▶ **Record set**:
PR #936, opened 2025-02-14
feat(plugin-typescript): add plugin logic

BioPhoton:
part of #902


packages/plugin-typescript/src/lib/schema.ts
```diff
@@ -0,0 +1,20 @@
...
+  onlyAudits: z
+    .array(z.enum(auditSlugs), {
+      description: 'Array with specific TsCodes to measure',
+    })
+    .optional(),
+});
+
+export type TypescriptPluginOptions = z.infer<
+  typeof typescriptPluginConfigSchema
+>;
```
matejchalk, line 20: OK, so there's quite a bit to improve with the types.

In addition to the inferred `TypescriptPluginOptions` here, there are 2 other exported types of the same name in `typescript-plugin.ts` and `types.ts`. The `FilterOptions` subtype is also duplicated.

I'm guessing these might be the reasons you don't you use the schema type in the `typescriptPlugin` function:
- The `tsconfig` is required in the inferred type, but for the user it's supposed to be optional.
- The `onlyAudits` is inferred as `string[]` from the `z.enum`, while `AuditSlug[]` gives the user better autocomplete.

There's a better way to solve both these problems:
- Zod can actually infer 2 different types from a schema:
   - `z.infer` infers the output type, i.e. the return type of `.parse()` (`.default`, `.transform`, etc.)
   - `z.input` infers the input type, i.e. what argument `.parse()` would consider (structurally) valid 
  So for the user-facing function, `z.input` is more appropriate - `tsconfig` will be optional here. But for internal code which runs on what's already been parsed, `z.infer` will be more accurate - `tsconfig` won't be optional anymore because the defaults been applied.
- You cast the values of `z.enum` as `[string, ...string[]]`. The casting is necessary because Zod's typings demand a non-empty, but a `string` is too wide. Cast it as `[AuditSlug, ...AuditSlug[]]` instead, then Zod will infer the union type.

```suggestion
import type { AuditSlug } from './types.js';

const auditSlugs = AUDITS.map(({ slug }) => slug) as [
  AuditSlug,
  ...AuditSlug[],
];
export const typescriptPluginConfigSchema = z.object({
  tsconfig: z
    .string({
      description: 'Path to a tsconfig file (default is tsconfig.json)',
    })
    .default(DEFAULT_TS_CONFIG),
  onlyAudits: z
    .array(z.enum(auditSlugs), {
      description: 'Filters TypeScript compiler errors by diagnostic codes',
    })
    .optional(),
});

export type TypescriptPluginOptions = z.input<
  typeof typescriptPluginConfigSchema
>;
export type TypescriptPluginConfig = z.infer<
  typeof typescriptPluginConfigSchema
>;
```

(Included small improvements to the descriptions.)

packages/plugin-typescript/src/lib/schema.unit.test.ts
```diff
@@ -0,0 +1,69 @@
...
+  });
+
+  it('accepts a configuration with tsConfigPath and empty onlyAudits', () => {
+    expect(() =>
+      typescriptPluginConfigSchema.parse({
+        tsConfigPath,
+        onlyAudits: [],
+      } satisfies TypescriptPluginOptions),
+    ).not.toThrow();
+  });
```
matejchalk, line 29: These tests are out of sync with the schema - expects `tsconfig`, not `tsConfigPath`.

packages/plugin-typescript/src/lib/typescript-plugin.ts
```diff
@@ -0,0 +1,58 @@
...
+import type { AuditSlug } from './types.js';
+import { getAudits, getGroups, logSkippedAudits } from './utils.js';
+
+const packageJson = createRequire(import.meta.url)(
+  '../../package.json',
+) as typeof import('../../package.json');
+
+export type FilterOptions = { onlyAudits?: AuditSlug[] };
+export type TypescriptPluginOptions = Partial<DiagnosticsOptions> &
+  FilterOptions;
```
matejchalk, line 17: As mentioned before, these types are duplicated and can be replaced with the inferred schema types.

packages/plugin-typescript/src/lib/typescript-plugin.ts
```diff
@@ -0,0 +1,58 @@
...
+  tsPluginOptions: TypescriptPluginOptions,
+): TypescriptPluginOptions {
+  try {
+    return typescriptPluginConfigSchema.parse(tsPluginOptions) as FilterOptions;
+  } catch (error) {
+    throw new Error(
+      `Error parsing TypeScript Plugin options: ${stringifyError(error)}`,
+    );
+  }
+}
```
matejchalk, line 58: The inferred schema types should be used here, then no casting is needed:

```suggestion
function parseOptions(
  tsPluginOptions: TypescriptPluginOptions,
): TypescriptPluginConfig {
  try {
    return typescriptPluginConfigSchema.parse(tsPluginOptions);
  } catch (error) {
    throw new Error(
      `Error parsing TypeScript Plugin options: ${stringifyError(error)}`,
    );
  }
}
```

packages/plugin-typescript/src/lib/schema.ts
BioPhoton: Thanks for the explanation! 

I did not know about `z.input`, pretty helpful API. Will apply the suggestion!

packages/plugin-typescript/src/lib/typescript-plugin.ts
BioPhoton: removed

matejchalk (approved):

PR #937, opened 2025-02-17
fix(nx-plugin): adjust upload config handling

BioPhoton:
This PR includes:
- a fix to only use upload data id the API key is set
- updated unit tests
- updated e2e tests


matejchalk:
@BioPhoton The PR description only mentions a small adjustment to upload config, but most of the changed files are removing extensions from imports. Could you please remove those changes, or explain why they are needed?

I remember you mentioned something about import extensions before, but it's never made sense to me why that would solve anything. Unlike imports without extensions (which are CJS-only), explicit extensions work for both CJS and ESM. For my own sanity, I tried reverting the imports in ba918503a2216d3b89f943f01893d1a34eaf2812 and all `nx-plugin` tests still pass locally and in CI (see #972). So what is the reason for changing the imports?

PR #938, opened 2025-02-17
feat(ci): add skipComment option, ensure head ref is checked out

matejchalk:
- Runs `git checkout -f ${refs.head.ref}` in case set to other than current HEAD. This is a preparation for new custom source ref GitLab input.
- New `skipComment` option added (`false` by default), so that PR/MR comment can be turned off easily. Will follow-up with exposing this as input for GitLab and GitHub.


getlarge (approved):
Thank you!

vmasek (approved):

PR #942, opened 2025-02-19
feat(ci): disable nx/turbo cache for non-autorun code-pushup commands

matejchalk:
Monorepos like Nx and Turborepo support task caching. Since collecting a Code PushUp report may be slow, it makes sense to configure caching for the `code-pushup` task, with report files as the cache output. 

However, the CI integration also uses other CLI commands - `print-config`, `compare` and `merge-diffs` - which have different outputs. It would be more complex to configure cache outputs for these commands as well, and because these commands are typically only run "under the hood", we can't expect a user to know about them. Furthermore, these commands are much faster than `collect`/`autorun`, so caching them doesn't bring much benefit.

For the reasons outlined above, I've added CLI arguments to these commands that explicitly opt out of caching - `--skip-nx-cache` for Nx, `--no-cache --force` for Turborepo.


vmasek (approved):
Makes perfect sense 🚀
...
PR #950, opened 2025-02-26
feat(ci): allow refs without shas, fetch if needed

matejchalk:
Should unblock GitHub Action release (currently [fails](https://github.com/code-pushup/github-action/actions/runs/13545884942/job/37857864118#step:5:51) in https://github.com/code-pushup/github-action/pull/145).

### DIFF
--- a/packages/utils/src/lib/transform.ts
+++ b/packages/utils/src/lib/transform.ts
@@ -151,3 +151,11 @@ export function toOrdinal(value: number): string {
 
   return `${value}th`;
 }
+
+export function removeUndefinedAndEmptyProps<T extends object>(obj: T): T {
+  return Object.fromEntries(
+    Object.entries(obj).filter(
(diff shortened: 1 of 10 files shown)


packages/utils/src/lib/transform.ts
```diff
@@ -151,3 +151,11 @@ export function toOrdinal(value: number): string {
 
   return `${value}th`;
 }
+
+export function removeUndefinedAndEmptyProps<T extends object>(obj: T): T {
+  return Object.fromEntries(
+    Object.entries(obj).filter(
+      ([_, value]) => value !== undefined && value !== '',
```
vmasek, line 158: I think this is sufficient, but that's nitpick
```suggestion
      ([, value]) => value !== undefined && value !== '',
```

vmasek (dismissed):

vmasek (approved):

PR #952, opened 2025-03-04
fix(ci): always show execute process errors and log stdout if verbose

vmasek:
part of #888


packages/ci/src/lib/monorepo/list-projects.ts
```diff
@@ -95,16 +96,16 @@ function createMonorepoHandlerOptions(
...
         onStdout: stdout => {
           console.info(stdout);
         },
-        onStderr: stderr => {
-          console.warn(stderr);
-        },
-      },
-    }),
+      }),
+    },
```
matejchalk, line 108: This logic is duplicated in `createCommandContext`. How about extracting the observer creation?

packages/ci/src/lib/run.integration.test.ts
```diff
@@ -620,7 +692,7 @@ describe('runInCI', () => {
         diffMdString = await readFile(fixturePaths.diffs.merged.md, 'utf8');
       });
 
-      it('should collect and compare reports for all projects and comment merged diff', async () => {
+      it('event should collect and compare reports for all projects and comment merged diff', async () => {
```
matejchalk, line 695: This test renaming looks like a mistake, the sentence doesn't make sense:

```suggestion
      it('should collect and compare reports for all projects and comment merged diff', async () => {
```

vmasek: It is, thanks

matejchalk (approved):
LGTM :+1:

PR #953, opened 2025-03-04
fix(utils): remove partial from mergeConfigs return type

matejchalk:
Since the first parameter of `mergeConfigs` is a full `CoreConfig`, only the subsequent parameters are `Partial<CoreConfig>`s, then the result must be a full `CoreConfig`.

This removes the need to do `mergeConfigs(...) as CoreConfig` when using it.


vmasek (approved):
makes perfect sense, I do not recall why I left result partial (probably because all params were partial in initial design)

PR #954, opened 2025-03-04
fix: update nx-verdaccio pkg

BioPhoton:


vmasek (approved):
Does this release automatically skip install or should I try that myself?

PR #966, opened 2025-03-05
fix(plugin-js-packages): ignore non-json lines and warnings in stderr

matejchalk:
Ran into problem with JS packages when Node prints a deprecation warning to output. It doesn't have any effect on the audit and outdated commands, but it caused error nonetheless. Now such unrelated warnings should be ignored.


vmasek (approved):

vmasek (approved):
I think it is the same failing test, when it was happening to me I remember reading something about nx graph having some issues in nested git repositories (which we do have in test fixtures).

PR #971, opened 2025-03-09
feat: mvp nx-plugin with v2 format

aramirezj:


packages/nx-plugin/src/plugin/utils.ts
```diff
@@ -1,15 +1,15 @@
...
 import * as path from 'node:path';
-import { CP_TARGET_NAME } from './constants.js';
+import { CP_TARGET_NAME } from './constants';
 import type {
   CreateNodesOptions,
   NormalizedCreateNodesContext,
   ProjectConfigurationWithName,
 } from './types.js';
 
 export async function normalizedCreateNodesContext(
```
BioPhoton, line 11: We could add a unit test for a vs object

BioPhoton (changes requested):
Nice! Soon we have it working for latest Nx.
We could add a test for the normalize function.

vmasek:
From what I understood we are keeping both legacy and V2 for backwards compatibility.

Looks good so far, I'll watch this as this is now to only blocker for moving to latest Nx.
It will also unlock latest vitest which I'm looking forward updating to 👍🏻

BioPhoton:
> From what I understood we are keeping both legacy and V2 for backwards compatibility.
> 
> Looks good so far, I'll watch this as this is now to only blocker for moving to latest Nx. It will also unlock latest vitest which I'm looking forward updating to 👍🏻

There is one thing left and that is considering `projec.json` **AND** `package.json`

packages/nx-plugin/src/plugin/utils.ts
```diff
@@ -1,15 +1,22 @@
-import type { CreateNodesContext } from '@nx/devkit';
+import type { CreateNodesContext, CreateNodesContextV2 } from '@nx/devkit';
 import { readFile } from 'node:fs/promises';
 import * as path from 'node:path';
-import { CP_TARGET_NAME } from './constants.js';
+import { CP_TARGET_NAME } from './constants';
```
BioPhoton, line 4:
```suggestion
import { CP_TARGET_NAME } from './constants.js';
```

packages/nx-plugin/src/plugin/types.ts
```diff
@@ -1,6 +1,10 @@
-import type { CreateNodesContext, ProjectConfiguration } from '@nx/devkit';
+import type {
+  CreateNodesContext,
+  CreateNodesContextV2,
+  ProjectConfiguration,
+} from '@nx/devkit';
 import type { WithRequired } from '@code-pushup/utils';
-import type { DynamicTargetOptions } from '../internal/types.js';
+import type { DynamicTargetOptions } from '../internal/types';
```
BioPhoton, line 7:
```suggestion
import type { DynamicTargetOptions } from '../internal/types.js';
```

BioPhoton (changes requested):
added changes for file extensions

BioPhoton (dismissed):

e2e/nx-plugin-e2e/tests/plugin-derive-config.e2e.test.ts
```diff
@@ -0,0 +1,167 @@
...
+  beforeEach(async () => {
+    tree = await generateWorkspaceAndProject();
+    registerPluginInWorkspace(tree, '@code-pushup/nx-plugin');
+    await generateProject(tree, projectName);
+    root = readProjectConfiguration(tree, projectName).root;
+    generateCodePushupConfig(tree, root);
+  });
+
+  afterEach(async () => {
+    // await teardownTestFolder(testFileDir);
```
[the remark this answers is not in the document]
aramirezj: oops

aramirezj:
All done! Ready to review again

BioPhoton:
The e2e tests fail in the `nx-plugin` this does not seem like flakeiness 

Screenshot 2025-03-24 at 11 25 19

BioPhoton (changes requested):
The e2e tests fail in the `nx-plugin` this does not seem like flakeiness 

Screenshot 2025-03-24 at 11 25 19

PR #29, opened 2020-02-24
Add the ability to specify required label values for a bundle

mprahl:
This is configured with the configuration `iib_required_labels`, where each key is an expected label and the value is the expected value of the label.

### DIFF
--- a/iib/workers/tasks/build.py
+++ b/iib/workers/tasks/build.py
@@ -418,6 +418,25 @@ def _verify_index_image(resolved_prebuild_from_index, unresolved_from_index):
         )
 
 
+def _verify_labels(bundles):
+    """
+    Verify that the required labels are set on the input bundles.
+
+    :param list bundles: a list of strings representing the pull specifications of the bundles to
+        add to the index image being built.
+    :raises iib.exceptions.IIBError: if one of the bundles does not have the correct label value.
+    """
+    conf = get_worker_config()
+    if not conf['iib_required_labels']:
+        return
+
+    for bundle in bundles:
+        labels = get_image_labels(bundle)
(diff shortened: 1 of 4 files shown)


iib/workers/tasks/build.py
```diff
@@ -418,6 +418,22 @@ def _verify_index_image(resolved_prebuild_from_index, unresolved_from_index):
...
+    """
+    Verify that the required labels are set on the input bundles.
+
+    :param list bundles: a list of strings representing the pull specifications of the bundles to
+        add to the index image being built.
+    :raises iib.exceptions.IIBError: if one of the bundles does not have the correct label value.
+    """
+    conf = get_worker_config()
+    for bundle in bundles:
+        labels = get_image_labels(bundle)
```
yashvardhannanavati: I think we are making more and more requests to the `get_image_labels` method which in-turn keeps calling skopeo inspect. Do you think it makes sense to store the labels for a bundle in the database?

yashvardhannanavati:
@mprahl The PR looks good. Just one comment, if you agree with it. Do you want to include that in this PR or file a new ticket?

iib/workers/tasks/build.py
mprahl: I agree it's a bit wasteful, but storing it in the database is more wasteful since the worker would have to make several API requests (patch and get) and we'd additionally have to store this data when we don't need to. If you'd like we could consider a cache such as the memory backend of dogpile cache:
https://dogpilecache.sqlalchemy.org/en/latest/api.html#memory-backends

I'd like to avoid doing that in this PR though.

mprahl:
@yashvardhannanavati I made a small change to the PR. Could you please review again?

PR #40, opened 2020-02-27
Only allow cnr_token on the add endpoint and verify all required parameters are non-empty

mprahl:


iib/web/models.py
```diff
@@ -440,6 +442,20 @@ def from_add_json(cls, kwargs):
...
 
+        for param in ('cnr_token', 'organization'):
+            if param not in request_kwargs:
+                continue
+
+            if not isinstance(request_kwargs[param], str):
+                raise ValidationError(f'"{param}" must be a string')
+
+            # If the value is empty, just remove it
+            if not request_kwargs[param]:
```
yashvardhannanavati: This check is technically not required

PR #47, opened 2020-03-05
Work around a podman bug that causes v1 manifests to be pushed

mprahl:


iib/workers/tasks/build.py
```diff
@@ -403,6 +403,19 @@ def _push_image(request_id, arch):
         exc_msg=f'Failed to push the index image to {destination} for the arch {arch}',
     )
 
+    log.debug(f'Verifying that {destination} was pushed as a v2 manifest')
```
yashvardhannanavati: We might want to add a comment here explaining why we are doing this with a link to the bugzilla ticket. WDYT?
...
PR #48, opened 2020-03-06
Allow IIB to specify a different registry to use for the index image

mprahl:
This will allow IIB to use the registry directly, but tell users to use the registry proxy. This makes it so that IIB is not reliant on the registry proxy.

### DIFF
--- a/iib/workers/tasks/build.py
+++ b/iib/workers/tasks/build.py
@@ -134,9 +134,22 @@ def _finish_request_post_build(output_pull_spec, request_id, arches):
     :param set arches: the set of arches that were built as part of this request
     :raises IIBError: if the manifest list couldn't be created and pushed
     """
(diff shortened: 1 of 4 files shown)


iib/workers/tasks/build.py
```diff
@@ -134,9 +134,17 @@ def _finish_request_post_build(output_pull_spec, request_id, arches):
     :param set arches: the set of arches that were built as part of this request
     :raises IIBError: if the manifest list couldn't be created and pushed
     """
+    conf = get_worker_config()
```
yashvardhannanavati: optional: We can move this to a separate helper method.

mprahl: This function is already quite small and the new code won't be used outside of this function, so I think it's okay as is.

▶ **What the task requires**: Look above for the line containing "PR #936, opened 2025-02-14". Output from there through the line containing "consider (structurally) valid", exactly and inclusively.

▶ **Task response**:
PR #936, opened 2025-02-14
feat(plugin-typescript): add plugin logic

BioPhoton:
part of #902


packages/plugin-typescript/src/lib/schema.ts
```diff
@@ -0,0 +1,20 @@
...
+  onlyAudits: z
+    .array(z.enum(auditSlugs), {
+      description: 'Array with specific TsCodes to measure',
+    })
+    .optional(),
+});
+
+export type TypescriptPluginOptions = z.infer<
+  typeof typescriptPluginConfigSchema
+>;
```
matejchalk, line 20: OK, so there's quite a bit to improve with the types.

In addition to the inferred `TypescriptPluginOptions` here, there are 2 other exported types of the same name in `typescript-plugin.ts` and `types.ts`. The `FilterOptions` subtype is also duplicated.

I'm guessing these might be the reasons you don't you use the schema type in the `typescriptPlugin` function:
- The `tsconfig` is required in the inferred type, but for the user it's supposed to be optional.
- The `onlyAudits` is inferred as `string[]` from the `z.enum`, while `AuditSlug[]` gives the user better autocomplete.

There's a better way to solve both these problems:
- Zod can actually infer 2 different types from a schema:
   - `z.infer` infers the output type, i.e. the return type of `.parse()` (`.default`, `.transform`, etc.)
   - `z.input` infers the input type, i.e. what argument `.parse()` would consider (structurally) valid 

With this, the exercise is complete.